人生は旅

人生も旅もトラブルの連続、だからこそ‘’今‘’を大切にしたい

得意料理は鶏のから揚げ

どうしてそうなったのか、に大いに納得

 日経の夕刊のエッセイコーナーである『プロムナード』についに作家の町田そのこさんが登場した。どう考えても、遅すぎるとは思うが、私にとっては当然のことで,とても嬉しいことだ。そうはいっても、私は町田さんの小説を読んだことは一度もない。要するに、食わず嫌いで、その内容がどうも苦手に感じるあまり、敬遠していた。ただ、町田さんがどうして小説を書くのか、その胸中は実によくわかる気がする。「50ヘルツのクジラたち」で本屋大賞を受賞して以来、町田さんは全国の書店員から愛される存在になった。小説を読んでいないにもかかわらず、私は書店員の心をわしづかみにして放さない小説を次々と生み出す町田さんに興味津々だった。

 今回のエッセイのタイトルは『大分 鶏のから揚げ』で、町田さんの得意料理はから揚げだと言う。これは家族はもちろん、自他ともに認める事実だが、そうなったのには興味深いエピソードがあった。以前、子供たちに「私の味って何だと思う?」と何の気なしに聞いてみた。すると、彼らは「麻婆豆腐」と即答した。なるほど、そうだよねえ、と納得したが、内心では虚しい気持ちに襲われた。どうして、子供たちにとってお母さんの得意料理が麻婆豆腐ではいけないのだろうか。なぜなら、それはテレビでよく宣伝しているクイック調味料で作った麻婆豆腐だったから。それは母の味でも何でもなく、食品会社が万人向けに作った既製品の味だった。
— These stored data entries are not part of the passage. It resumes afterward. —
PR #2149, opened 2026-04-17
feat(zcash): enable USB signing and account export

Thunnini:
## Explanation

I'm building a Zcash desktop wallet that supports Keystone. On desktop (monitor + webcam), the webcam's resolution and focus limitations make it unreliable to read Keystone's animated QR codes. USB transport is the practical solution for desktop wallets.

Zcash PCZT signing and account export work via QR but are completely blocked via USB — this appears to be an implementation gap rather than an intentional restriction (BTC works over USB in CYPHERPUNK, Monero has the same gap, no security rationale is documented, and the pattern matches how Cardano was initially QR-only before #1422 wired up USB).

This PR was developed with AI assistance (Claude Code).

### Changes

**1. `CheckViewTypeIsAllow` rejects Zcash over USB**
`REMAPVIEW_ZCASH` was missing from both the WEB3 switch and the CYPHERPUNK condition, causing "this view type is not supported" for USB-received PCZTs.

**2. `unlimitHandler` is NULL for ZcashTx**
After the user approves a transaction via USB, `GetSingleUrGenerator()` returned NULL, silently dropping the signed result. A new `sign_zcash_tx_unlimited` uses `FRAGMENT_UNLIMITED_LENGTH` (11000 bytes) to avoid truncating multi-KB signed PCZTs with Orchard proofs (the default 200-byte fragment size would only send the first fragment).

**3. No USB path for Zcash account export (CYPHERPUNK)**
When Zodl wallet sends a `QRHardwareCall` with origin `"zodl"`, the device didn't recognize it. Now `ModelGenerateSyncUR` returns a `ZcashAccounts` UR via existing `get_connect_zcash_wallet_ur()`.

## Pre-merge check list

## How to test

1. **USB PCZT signing**: Send a `zcash-pczt` UR via `CMD_RESOLVE_UR` → device displays transaction → approve → signed PCZT returned via USB
2. **USB account export (CYPHERPUNK)**: Send `QRHardwareCall` with `origin="zodl"` → approve → `ZcashAccounts` UR returned
3. **QR regression**: QR-based Zcash signing and Zodl connection still work
4. **Other chains**: BTC/ETH USB signing unaffected

### DIFF
--- a/rust/rust_c/src/zcash/mod.rs
+++ b/rust/rust_c/src/zcash/mod.rs
@@ -5,7 +5,7 @@ use crate::common::{
     free::Free,
     structs::{SimpleResponse, TransactionCheckResult, TransactionParseResult},
     types::{Ptr, PtrBytes, PtrString, PtrT, PtrUR},
-    ur::{UREncodeResult, FRAGMENT_MAX_LENGTH_DEFAULT},
+    ur::{UREncodeResult, FRAGMENT_MAX_LENGTH_DEFAULT, FRAGMENT_UNLIMITED_LENGTH},
     utils::{convert_c_char, recover_c_char},
 };
 use crate::{extract_array, extract_array_mut};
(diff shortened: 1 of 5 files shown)


soralit (changes requested):
Please follow the KeyDerivation pattern as the following codes. 
Additionally you may need a PR to add Zcash schema to this repo https://github.com/KeystoneHQ/keystone-sdk-rust/blob/master/libs/ur-registry/src/extend/key_derivation_schema.rs

Thunnini:
Hi @soralit, thanks for the review!

Could you share the "following codes" you mentioned? They don't appear to have come through in the comment. I want to make sure I understand the KeyDerivation pattern you'd like me to follow before refactoring.

Also, just to confirm my understanding of the requested change: you'd like the Zcash account export to flow through the existing KeyDerivation path (with a new Zcash schema added to `keystone-sdk-rust`), rather than the early-return branch in `ModelGenerateSyncUR` that I currently use. Is that right?

Happy to open the SDK PR for the schema addition once the approach is clear.

PR #1204, opened 2023-09-25
[pstl-offload] Add workaround for TBB headers tests failures

kboyarinov:
Workaround for the compiler issue when including oneTBB headers in pstl-offload mode - include `<execution>` before any public oneTBB headers. 

This patch replaces `<onedpl/execution>` include in usm memory replacement with private headers (that fixes most of the TBB failing tests) and adds `#include <execution>` as a workaround for other failing tests.

The issue is expected to be fixed on the compiler side and additional macros around changes in this patch would be required.

### DIFF
--- a/include/pstl_offload/execution
+++ b/include/pstl_offload/execution
@@ -22,4 +22,8 @@
 #    undef _ONEDPL_PSTL_OFFLOAD_TOP_LEVEL
 #endif // _ONEDPL_PSTL_OFFLOAD_TOP_LEVEL_EXECUTION
 
+#include <algorithm>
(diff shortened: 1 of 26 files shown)


rarutyun (commented):
I would add some comments to the code, of course, because changes are not obvious at all.
Other than that, looks good to me.

danhoeflinger:
The false positive issues with clang format should be resolved by #1205, if you rebase with main, you should have a more relevant clang-format report.

kboyarinov:
The issue was resolved on the compiler side. No more need in this workaround

PR #1208, opened 2023-09-26
[KT] Esimd radix sort: key-value

dmitriy-sobolev:
This PR adds key-value ESIMD sort and reorganizes internal header structure to avoid obvious duplication. Still, there are a lot of duplicates, but I suggest reconsideration of the architecture in the next PRs.

[[KT] key-value sort prototype](https://github.com/oneapi-src/oneDPL/commit/0e2a6128d421dae78e2148978f4221148a355e93) straightforwardly adds key-value sort.
[[KT] Get rid of duplicates](https://github.com/oneapi-src/oneDPL/commit/62de776a08eb1d5668008220c9a68e5adaf5cf34) removes obvious duplication by restructuring the headers. The new structure is: API (esimd_radix_sort) -> Dispatchers  -> Submitters -> Kernels. It aims to reflect call hierarchy.


include/oneapi/dpl/experimental/kt/esimd_radix_sort_dispatchers.h
```diff
@@ -0,0 +1,323 @@
...
+    constexpr ::std::uint32_t __stage_count = oneapi::dpl::__internal::__dpl_ceiling_div(__bit_count, __radix_bits);
+
+    constexpr ::std::uint32_t __hist_mem_size = __bin_count * sizeof(_GlobalHistT);
+    constexpr ::std::uint32_t __global_hist_mem_size = __stage_count * __hist_mem_size;
+    const ::std::uint32_t __group_hists_mem_size = __sweep_work_group_count * __stage_count * __hist_mem_size;
+    const ::std::uint32_t __tmp_keys_mem_size =  __n * sizeof(_KeyT);
+    const ::std::uint32_t __tmp_vals_mem_size =  __n * sizeof(_ValT);
+    const ::std::size_t __tmp_mem_size = __group_hists_mem_size + __global_hist_mem_size + __tmp_keys_mem_size + __tmp_vals_mem_size;
+
+    // ::std::uint8_t* __p_tmp_mem = sycl::malloc_device<::std::uint8_t>(__tmp_mem_size, __q);
```
SergeyKopienko, line 201: Is this comment required?

SergeyKopienko:
The implementation of the next two functions
`C++
template <typename _KernelName, bool __is_ascending, ::std::uint8_t __radix_bits, ::std::uint16_t __data_per_work_item,
          ::std::uint16_t __work_group_size, typename _KeysRng>
sycl::event
__onesweep(sycl::queue __q, _KeysRng&& __keys_rng, ::std::size_t __n)
`
and
`C++
template <typename _KernelName, bool __is_ascending, ::std::uint8_t __radix_bits, ::std::uint16_t __data_per_work_item,
          ::std::uint16_t __work_group_size, typename _KeysRng, typename _ValsRng>
sycl::event
__onesweep_by_key(sycl::queue __q, _KeysRng&& __keys_rng, _ValsRng&& __vals_rng, ::std::size_t __n)
`
looks like the same in some parts.
May be we should think about remove duplicated code from them?

include/oneapi/dpl/experimental/kt/esimd_radix_sort_submitters.h
```diff
@@ -0,0 +1,253 @@
...
+            [&](sycl::handler& __cgh)
+            {
+                oneapi::dpl::__ranges::__require_access(__cgh, __in_keys_rng, __out_keys_rng, __in_vals_rng, __out_vals_rng);
+                auto __in_keys_data = __in_keys_rng.data();
+                auto __out_keys_data = __out_keys_rng.data();
+                auto __in_vals_data = __in_vals_rng.data();
+                auto __out_vals_data = __out_vals_rng.data();
+                __cgh.depends_on(__e);
+                __radix_sort_onesweep_by_key_slm_reorder_kernel<__is_ascending, __radix_bits, __data_per_work_item, __work_group_size,
+                                                       _KeyT, _ValT, decltype(__in_keys_data), decltype(__out_keys_data), decltype(__in_vals_data), decltype(__out_vals_data)>
```
SergeyKopienko, line 211: `decltype(__in_keys_data), decltype(__out_keys_data), decltype(__in_vals_data), decltype(__out_vals_data)`
Do we really need declare this types?
If we skip all of them, will they deduced automatically?

SergeyKopienko:
If we take a look at
`template <bool __is_ascending, ::std::uint8_t __radix_bits, ::std::uint16_t __data_per_work_item,
          ::std::uint16_t __work_group_size, typename _KeyT, typename _InputT, typename _OutputT>
struct __radix_sort_onesweep_slm_reorder_kernel`
and
`template <bool __is_ascending, ::std::uint8_t __radix_bits, ::std::uint16_t __data_per_work_item,
          ::std::uint16_t __work_group_size, typename _KeyT, typename _ValT, typename _InKeysT, typename _OutKeysT, typename _InValsT, typename _OutValsT>
struct __radix_sort_onesweep_by_key_slm_reorder_kernel`

we may see there are a lot of duplicated code too.
For example - the function
`    inline void
    __load_keys(::std::uint32_t __io_offset, __dpl_esimd_ns::simd<_KeyT, __data_per_work_item>& __keys, _KeyT __default_key) const` looks like the same. May be some other parts too.
May be we should think how to share this duplicated code parts?

test/kt/esimd_radix_sort_by_key.cpp
```diff
@@ -0,0 +1,128 @@
...
+        sycl::buffer<KeyT> keys(actual_keys.data(), actual_keys.size());
+        sycl::buffer<ValueT> values(actual_values.data(), actual_values.size());
+        oneapi::dpl::experimental::kt::esimd::radix_sort_by_key<isAscending, RadixBits>(
+            q, oneapi::dpl::begin(keys), oneapi::dpl::end(keys), oneapi::dpl::begin(values), param).wait();
+    }
+
+    auto expected_first  = oneapi::dpl::make_zip_iterator(std::begin(expected_keys), std::begin(expected_values));
+    std::stable_sort(expected_first, expected_first + size, CompareKey<isAscending>{});
+
+    std::string parameters_msg = ", n: " + std::to_string(size) +
```
SergeyKopienko, line 51: I believe better to use `std::stringstream` in this case and simple write to stream all required info through operator `<<`.
In this case we don't need make the calls like `std::to_string`.

test/kt/esimd_radix_sort_by_key.cpp
```diff
@@ -0,0 +1,128 @@
...
+
+    oneapi::dpl::experimental::kt::esimd::radix_sort_by_key<isAscending, RadixBits>(
+        q, keys.get_data(), keys.get_data() + size, values.get_data(), param).wait();
+
+    std::vector<KeyT> actual_keys(size);
+    std::vector<ValueT> actual_values(size);
+    keys.retrieve_data(actual_keys.begin());
+    values.retrieve_data(actual_values.begin());
+
+    std::string parameters_msg = ", n: " + std::to_string(size) +
```
SergeyKopienko, line 86: The same.

test/kt/esimd_radix_sort_by_key.cpp
```diff
@@ -0,0 +1,128 @@
...
+
+int main()
+{
+    const std::vector<std::size_t> sizes = {
+        6, 16, 43, 256, 316, 2048, 5072, 8192, 14001, 1<<14,
+        (1<<14)+1, 50000, 67543, 100'000, 1<<17, 179'581, 250'000, 1<<18,
+        (1<<18)+1, 500'000, 888'235, 1'000'000, 1<<20, 10'000'000
+    };
+
+    for(auto size: sizes)
```
SergeyKopienko, line 108: I believe better to organize this test like esimd_radix_sort.cpp and specify all test params from CMakeLists.txt file through CMake params.
Otherwise we increate build time for this test and may don't understand which combination of test params exactly failed.

SergeyKopienko:
These includes exist in 3 files:
`
#if __has_include(<sycl/sycl.hpp>)
#    include <sycl/sycl.hpp>
#else
#    include <CL/sycl.hpp>
#endif
`
Are we able to use these includes only in one place?

SergeyKopienko:
As proposal: all this code exist inside two namespaces:
- `namespace oneapi::dpl::experimental::kt::esimd`;
- `namespace oneapi::dpl::experimental::kt::esimd::__impl`.
Can we move all files with code from `namespace oneapi::dpl::experimental::kt::esimd::__impl` into some `internal` folder?
Because each user of this algorithms will open the folder with the `esimd_radix_sort.h` file and read what is available in this file and near of them. And it's may be inconvenient to read our implementations details.

test/kt/esimd_radix_sort_by_key.cpp
dmitriy-sobolev: It's a good idea in long-term, but it's a pretty big chunk of work. Would you mind if we do it in a some follow-up PR? 

The current `esimd_radix_sort_by_key` test builds in ~3-5 minutes and it covers the most basic cases (I believe so). It essentially proves that key-value sort works.

include/oneapi/dpl/experimental/kt/esimd_radix_sort_submitters.h
dmitriy-sobolev: Indeed, it is not required. This approach is derived from the existing key sort implementation. I preserved it with the intention of enhancing code quality synchronously for both implementation in a separate PR.

include/oneapi/dpl/experimental/kt/esimd_radix_sort_dispatchers.h
dmitriy-sobolev: Thanks for noticing it. It seems I forgot to replace `malloc_shared` with` malloc_device` after some debugging. The comment has to be uncommented:)

dmitriy-sobolev:
> These includes exist in 3 files: ` #if __has_include(<sycl/sycl.hpp>)
> 
> # include <sycl/sycl.hpp>
> #else
> 
> # include <CL/sycl.hpp>
> #endif ` Are we able to use these includes only in one place?

Sure, we can do it. We can include `sycl_defs.h`, instead. The drawback is bringing many non-used entities. Alternatively, we can define a separate header with this conditional include. I think these 3 quite plain repetitions do not worth it.

SergeyKopienko (approved):
LGTM

dmitriy-sobolev:
> If we take a look at `template <bool __is_ascending, ::std::uint8_t __radix_bits, ::std::uint16_t __data_per_work_item, ::std::uint16_t __work_group_size, typename _KeyT, typename _InputT, typename _OutputT> struct __radix_sort_onesweep_slm_reorder_kernel` and `template <bool __is_ascending, ::std::uint8_t __radix_bits, ::std::uint16_t __data_per_work_item, ::std::uint16_t __work_group_size, typename _KeyT, typename _ValT, typename _InKeysT, typename _OutKeysT, typename _InValsT, typename _OutValsT> struct __radix_sort_onesweep_by_key_slm_reorder_kernel`
> 
> we may see there are a lot of duplicated code too. For example - the function ` inline void __load_keys(::std::uint32_t __io_offset, __dpl_esimd_ns::simd<_KeyT, __data_per_work_item>& __keys, _KeyT __default_key) const` looks like the same. May be some other parts too. May be we should think how to share this duplicated code parts?

We have discussed it offline and came up with a conclusion that it can be done in a follow-up PR.

SergeyKopienko (approved):
LGTM

dmitriy-sobolev:
> As proposal: all this code exist inside two namespaces:
> 
> * `namespace oneapi::dpl::experimental::kt::esimd`;
> * `namespace oneapi::dpl::experimental::kt::esimd::__impl`.
>   Can we move all files with code from `namespace oneapi::dpl::experimental::kt::esimd::__impl` into some `internal` folder?
>   Because each user of this algorithms will open the folder with the `esimd_radix_sort.h` file and read what is available in this file and near of them. And it's may be inconvenient to read our implementations details.

It was discussed offline as well. It's a good idea to implement, but it is orthogonal to this PR. We agreed to do it later.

 子供たちはとんでもない勘違いをしていた。でもその原因を作ったのは他でもない母親の町田さんだった。これはいくら何でもまずい。いや、なんとも虚しくて情けないことだった。それで、町田さんは一発奮起して、そんじょそこらにはない”母の味”を作ろうとした。偶然にも住んでいるのが、大分の中津市の近くで、そこは鶏のから揚げで有名な場所だった。そうだ、これしかない、これにしよう、と思いたち、試行錯誤を繰り返したあげく、やっと、母の味というか、何処に出しても恥ずかしくない味のから揚げが完成した。なので、今回のエッセイにも、「得意料理は鶏のから揚げ」と堂々と書いている。

 町田さんのエッセイを読んで、懐かしく思い出したのはクイック調味料のことだった。よくテレビのCMでやっていた某有名食品会社のクイック調味料は、昔はよく買っていたが、今では見向きもしなくなった。中華というのは初心者がほんの付け焼刃で上手くやろうとしたところで、上手く行くはずもない。あれは奥が深いのだから。それですっぱり諦めて、クイック調味料にあとは 任せたとばかりに頼り切りになった。ところが、何回か作ってみると、不思議なことにどうしても飽きがくる。最後まで食べ切る途中で自然と箸が止まる。完璧な味付けのはずなのだが、今一つ何か足りない気がしてくるのだ。あともう一つ何か、付け足せば、飽きずに済むのにその何かがわからない。クイック調味料は一個200円ほどするので、美味しくないとお金がもったいない。

 そうなったら、スーパーに行っても売り場にさえ寄り付かなくなった。マーボ豆腐からは早々に撤退したが、八宝菜や酢豚はよく作っていた。だが、その八宝菜にしても、もはや風前の灯火だった。あのどんよりとした片栗粉の餡が、障子を貼る糊のように感じられ、薄めでぼやけた味が気持ち悪く感じられるのに、そう時間はかからなかった。そして、酢豚に至っては、あの強烈な酸っぱさが鼻につきだして、ウワッとなり、口の中から吐き出しそうになった。それでも、何とか自分でアレンジして利用しようと、ケチャップを足してみたり、おたふくソースを入れてみたりと何でもできることはひととおり試した。それなのに、どうしてもあの酸っぱさは消えなくて、「もう耐えられない」と白旗をあげた。

 料理のレシピをネットで閲覧すると、甘酢餡というのをよく見かけるが、私は試してみたことがない。なぜかと言うと、美味しくできるかどうか自信がないからだ。でも、以前、料理研究家の人がレシピというのは、プラモデルで言うなら設計図のようなものだ、と言っていた。万人向けで、誰がやってもその通りにやればうまくできるものなのだと。それが、レシピなのだと。それなら私にもチャンスはありそうだ。では、ひとつ、酢豚でも作ってみようか。